Sunday, March 20, 2016

The Return Of The Mutual Aid Society

The title is probably misleading, as the Odd Fellows and Knights of Columbus are still around, but Reason has a fascinating story in the "reports of my death have been greatly exaggerated" vein: mutual aid societies (in the guise of "sharing ministries") have made a comeback in the wake of Obamacare.
I predicted that Obamacare would lead to the demise of Samaritan and two similar organizations in the U.S. This model, I thought, wouldn’t be able to compete with the heavily subsidized plans soon to become available on the new health-care exchanges.

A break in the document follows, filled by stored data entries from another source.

PR #811, opened 2019-03-20
test: enforce --image-pull-policy=IfNotPresent for windows deployment…

jackfrancis:
…s in e2e tests

**Reason for Change**:

Anecdotal evidence suggests invoking kubectl run w/ `--image-pull-policy=IfNotPresent` is required to ensure not pulling the same images over and over again.

In the Windows "IIS scale out" test this saves about 5 mins, it seems.

**Issue Fixed**:

**Requirements**:

- [ ] includes documentation
- [ ] adds unit tests

**Notes**:


mboersma:
The default `imagePullPolicy` is supposed to be `IfNotPresent` already according to [k8s docs](https://kubernetes.io/docs/concepts/containers/images/#updating-images). But regardless, if this actually helps it should be a safe change.

mboersma:
lgtm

Wow, did I get that wrong. As The New York Times reported recently,
[M]embership in sharing ministries has more than doubled over the last six years, to 535,000 from about 200,000…The growth seems to have come largely through word of mouth, at churches, schools and workplaces.
There's also this:
The opportunity to help their fellow Christians is something these men and women deeply value. "Instead of wanting to be part of an insurance company, I wanted to be part of something where the body of Christ was banding together and doing what the bible commanded in a more personal and real way," Samaritan's Executive Vice President James Lansberry told me in an interview.
 Yes, this. One of the basic problems I see with the state-centered approach to charity is how much it divorces the giver from the recipient. I'm not sure how real that connection can be in an organization that now numbers 200,000 members, but it certainly seems more likely than a huge bureaucracy numbering millions.